Algific talus slopes are exceptionally rare, the global range existing only in the Driftless region. They typically have northern or eastern exposures, protected from the heat of direct sunlight. The word algific comes from the Latin roots algus, meaning cold, and facere, to make. In some areas, cracks in the bedrock allow water to seep in. A layer of impermeable shale rests shallowly beneath the surface, trapping the water, which then becomes ice in the long, harsh winters. Spring arrives, as it always does, and the perfect combination of ice and open space and underground corridors create cool air vents along these slopes, like tiny little a/c units,. The talus slopes are made cold by this unusual geologic process, a relic from pre-glacial times.

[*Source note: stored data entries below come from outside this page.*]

PR #294, opened 2018-02-15
FAD-5916 signup form

rajumsys:
To test join page, flip the value of `hasSignup` on `config/default.js` to `true`. 

Todos:
- [x] retrieve salesforce_data
- [x] retrieve sfdcid
- [ ] ~retrieve analytics session id~
- [x] handle and retrieve recaptcha
- [x] track signup after signup is completed
- [x] fix TOU checkbox alignment when validation error is shown (Jon allowed children for label in matchbox. so we don't need separate element for it)
- [x] review recaptcha lib loading  (@bkemper is working with similar, so let's sync. Update: we both agreed to use `react-load-script`) 
- [x] Enable eslint
- [x] expose this to `join` route but make it configurable and hidden for now
- [x] Tests 
- [x] Tests for `PublicRoute`
- [x] A-E/A-D changes


src/config/default.js
```diff
@@ -97,7 +97,22 @@ const config = {
...
+    cookieName: 'attribution',
+    cookieDuration: 60 * 24 * 30,
+    // cookieDomain: '.sparkpost.com' //TODO change it before merge
+    cookieDomain: 'localhost'
+  },
+  salesforceDataParams: ['sfdcid', 'src', 'utm_source', 'utm_medium', 'utm_campaign', 'utm_content', 'utm_term'],
+  links: {
+    submitTicket: 'https://support.sparkpost.com/customer/portal/emails/new'
+  },
+  hasSignup: false
```
bizob2828: commented on this in @jonambas . If you put within the feature flags object, it's more centralized and requires 0 A-D changes to add this to the template.  When we want to enable for a tenant, we just add to that featureFlags object within A-E for each tenant

rajumsys: fair. i'll move it to `featureFlags`.

src/pages/join/JoinPage.js
```diff
@@ -0,0 +1,153 @@
+/* eslint-disable */
```
jonambas: Specify max length (or remove)

src/config/default.js
```diff
@@ -97,6 +98,20 @@ const config = {
...
+  },
+  attribution: {
+    cookieName: 'attribution',
+    cookieDuration: 60 * 24 * 30,
+    // cookieDomain: '.sparkpost.com' //TODO change it before merge
+    cookieDomain: 'localhost'
+  },
+  salesforceDataParams: ['sfdcid', 'src', 'utm_source', 'utm_medium', 'utm_campaign', 'utm_content', 'utm_term'],
+  links: {
+    submitTicket: 'https://support.sparkpost.com/customer/portal/emails/new'
```
jonambas: Move this to `constants/index.js`

src/pages/join/JoinPage.js
```diff
@@ -0,0 +1,153 @@
...
+    const attributionData = this.getAndSetAttributionData();
+
+    const signupData = { ...values, salesforce_data: attributionData, sfdcid: attributionData.sfdcid };
+
+    return register(signupData)
+      .then((accountData) => {
+        this.trackSignup();
+        return authenticate(accountData.username, values.password);
+      })
+      .then(() => this.props.history.push(DEFAULT_REDIRECT_ROUTE));
```
jonambas: May need to move this history.push out of the promise and into `componentDidMount` to avoid redirecting unless this component is still mounted (like the reports redirect bug we had before).

I implemented this in the onboarding/sending-domain form if you want to take a look. You'll need to manually throw redux-form `SubmissionError` so that `submitFailed` and `submitSucceeded` are correct

src/pages/join/JoinPage.js
```diff
@@ -0,0 +1,153 @@
...
+    return (
+      <Error error={this.handleSignupFailure(errors)} />
+    );
+  };
+
+  render() {
+    const { createError } = this.props.account;
+    return (
+      <div>
+        <div className={styles.LogoWrapper}>
```
jonambas: can use `CenteredLogo` component

src/pages/join/JoinPage.js
```diff
@@ -0,0 +1,153 @@
...
+const { attribution, salesforceDataParams, links, gaTag } = config;
+
+
+export class JoinPage extends Component {
+
+  state = {
+    formData: {}
+  };
+
+  injectGA() {
```
jonambas: could maybe move this function and also `trackSignup` into helpers since they don't need rely on props or state

src/pages/join/components/JoinForm.js
```diff
@@ -0,0 +1,129 @@
...
+    const { formValues, onSubmit } = this.props;
+    this.state.reCaptchaInstance.reset();
+    onSubmit({ ...formValues, recaptcha_response: response, recaptcha_type: 'invisible' });
+  };
+
+  executeRecaptcha = () => {
+    this.state.reCaptchaInstance.execute();
+  };
+
+  linkRecaptcha = (instance) => {
```
jonambas: Can you comment in this file how the recaptcha flow works

src/pages/join/JoinPage.js
jonambas: Also this will need to go to `/join/plan` or `/onboarding/plan` for #307

src/pages/join/components/JoinForm.js
```diff
@@ -0,0 +1,129 @@
...
+          label='Email'
+          validate={[required, email]}
+          disabled={!reCaptchaReady || loading}
+          autoComplete='username email'
+        />
+        <Field
+          name='password'
+          component={TextFieldWrapper}
+          label='Password'
+          validate={[required, minLength(8)]}
```
jonambas: May want the `endsWithWhitespace` validator. 

If password ends with whitespace, account will be created but the auth will fail

src/pages/join/JoinPage.js
```diff
@@ -0,0 +1,153 @@
...
+            <SparkPost.Logo />
+          </UnstyledLink>
+        </div>
+
+        <Panel sectioned accent title="Log In">
+        { createError && this.renderError(createError)}
+
+          <JoinForm onSubmit={this.registerSubmit} />
+        </Panel>
+        Already have an account? <Link to={'/auth'}>Log In</Link>.
```
jonambas: Wrap with `<small>`. 

Also, in the `/auth` page, can we add "Don't have an account? Sign up.", will need to wrap this in `AccessControl`

jonambas:
Need to update package and package-lock to specify matchbox `2.2.1`

src/pages/join/JoinPage.js
rajumsys: it was supposed to gone!

src/pages/join/JoinPage.js
rajumsys: I'll redirect it to correct route now. let's defer the other issue until it's we see or believe it'll appear.

src/config/default.js
```diff
@@ -33,7 +33,7 @@ const config = {
   featureFlags: {
     allow_mailbox_verification: true,
     allow_anyone_at_verification: false,
-    has_signup: false
+    has_signup: true
```
jonambas: set this to `false`, this is set to `true` in production.js which overrides for local dev

src/config/routes.js
```diff
@@ -93,6 +94,12 @@ const routes = [
     public: true,
     component: RegisterPage
   },
+  {
+    path: '/join',
+    public: true,
+    component: JoinPage,
+    condition: configEquals('featureFlags.has_signup', true)
```
jonambas: I believe `configFlag('featureFlags.has_signup')` is alright here

src/helpers/loadScript.js
```diff
@@ -0,0 +1,10 @@
+import React from 'react';
+import Script from 'react-load-script';
+
+function loadScript({ url, ...rest }) {
+  return <Script url={url} {...rest} />;
```
jonambas: Nice

src/pages/join/JoinPage.js
```diff
@@ -0,0 +1,93 @@
...
+      <div>
+        {loadScript({ url: LINKS.RECAPTCHA_LIB_URL })}
+        <CenteredLogo />
+
+        <Panel sectioned accent title="Log In">
+          { createError && <Error error={<JoinError errors={createError} data={formData} />} /> }
+
+          <JoinForm onSubmit={this.registerSubmit} />
+        </Panel>
+        <small>Already have an account? <Link to={'/auth'}>Log In</Link>.</small>
```
jonambas: `UnstyledLink`

src/pages/join/components/JoinForm.module.scss
```diff
@@ -0,0 +1,5 @@
+@import '~@sparkpost/matchbox/src/styles/config.scss';
+
+.spacer {
+  margin-bottom: 16px;
```
jonambas: use `margin-bottom: rem(16)`

src/pages/join/components/tests/JoinForm.test.js
```diff
@@ -0,0 +1,102 @@
+/* eslint max-lines: ["error", 200] */
```
jonambas: Don't think you need this, file is only 102 lines long

src/pages/join/components/JoinForm.js
```diff
@@ -0,0 +1,133 @@
...
+          disabled={!reCaptchaReady || loading}
+          validate={required}
+          label={<span>I agree to SparkPost's <UnstyledLink to={LINKS.TOU} external>Terms of Use</UnstyledLink></span>}
+        />
+
+        <Button primary
+          disabled={loading || pristine || invalid || !reCaptchaReady }
+          onClick={this.executeRecaptcha}
+        >
+          { loading ? 'Loading' : 'Create Account' }
```
jonambas: There's a delay between create account success -> login success, maybe we should also disable this if login is pending?

src/config/default.js
rajumsys: yeah, it will be false by default. mistakenly committed.

src/config/routes.js
rajumsys: `configFlag`, will disregard value. so a `false` will also enable it. no?

src/pages/join/components/tests/JoinForm.test.js
rajumsys: no. no need.

src/pages/join/components/JoinForm.js
rajumsys: loading is that. `  loading: state.account.createLoading`

jonambas: Yeah maybe createLoading + loginLoading (or whatever the key is)

src/config/routes.js
jasonrhodes: No, it will return the value at that path (defaulting to false if the path didn't exist) and treat it as boolean, ie a "flag"

```
export const configFlag = (path) => () => _.get(config, path, false);
```

src/pages/join/components/JoinForm.js
rajumsys: Added some comments. Let me know if it makes sense.

src/pages/auth/AuthPage.js
```diff
@@ -83,6 +83,7 @@ export class AuthPage extends Component {
 
   render() {
     const { errorDescription } = this.props.auth;
+    const hasSignup = (config.featureFlags || {}).has_signup;
```
bizob2828: i know you're merging this but lodash get is your friend here. `_.get(config, 'featureFlags.has_signup', false);`

PR #295, opened 2018-02-15
FAD-5899 Changed 5th graph line to contrast more; added initial rende…

gwalls:
…r metrics; fixed log(0) error; changed Sq Rt to Pow button; Added Aggregate Total Group By

### DIFF
--- a/src/actions/summaryChart.js
+++ b/src/actions/summaryChart.js
@@ -77,9 +77,10 @@ export function getTableData({ params, metrics, groupBy }) {
       params = getQueryFromOptions({ ...state.summaryChart, ...state.reportFilters });
     }
 
+    const path = activeGroup === 'aggregate' ? 'deliverability' : `deliverability/${activeGroup}`;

In the often unrelenting heat and humidity of Midwestern summers, these in-ground a/c units continue to pump out cool air, the slowly melting ice kept cold by the insulating earth, the favorable exposure, and the dense canopy, creating rare microhabitats on this already rare terrain. There is a wildflower, a subspecies of northern monkshood, who thrives only here. She is a rare and beautiful thing. She is, dare I say, perfect. She keeps her purple hood drawn tight and revels in the cool breeze created just for her. Remove the monkshood from her microhabitat, however, and she will wilt and die. Monkshood is a federally threatened species, but you could have guessed that. Conditions so specific to survival, what chance does she have?

You, Lonely Old Dad, are looking for a northern monkshood who makes her home on a rare, naturally air-conditioned bluffside slope found only in a small region of one country in this great big world. You, too, have created conditions so specific to your happiness, what chance do you have? The northern monkshood does exist. As do fields and hillsides and freeway ditches full of soft, silky, perfect wildflowers. Should we not pause to appreciate them all? To recognize their beauty does not rest in the ways in which they are what we expect them to be, but instead, in the way this one reaches a little higher to capture the sunlight on her broad leaves, even though it makes her stem wobble, and the way that one’s bruised petals fold into herself more awkwardly than her neighbor blossom? Maybe there are no conditions for perfection other than their short and fearless existence. Perhaps, when we notice their surprising and particular perfections, we might even fall in love.